PR #1488, opened 2017-07-20
Add comments to dropq_utils.py

hdoupe:
I had some trouble understanding certain parts of the dropq algorithm.  So I added some comments in hopes of clarifying the code.


martinholmer:
@hdoupe said in pull request #1488:
> I had some trouble understanding certain parts of the dropq algorithm.
> So I added some comments in hopes of clarifying the code.

Welcome to the club!  The dropq code was originally developed by people who view the source code as the best documentation.  I don't agree with that view.  I think the original developer of code can make a great contribution by adding a few comments that guide others who read the code for the first time months or even years later.

However, there is a real risk in newcomers adding comments.  The code might be so complicated that the newcomer doesn't fully understand what is going on, and therefore, adds a misleading or incorrect comment.

I think there is a real risk of that here.  In particular, I'm not at all sure that the following three added comments are correct:
```
+        # to determine which records are taxpayers
```
```
+        # mask is true if record pays taxes; if it does not change after adding
+        # a dollar then this record does not pay taxes
```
—————
▶ _Activity_: Please tally the lines of the listing that include the string "hopes". The number is the whole answer.

▶ _Written solution_: 2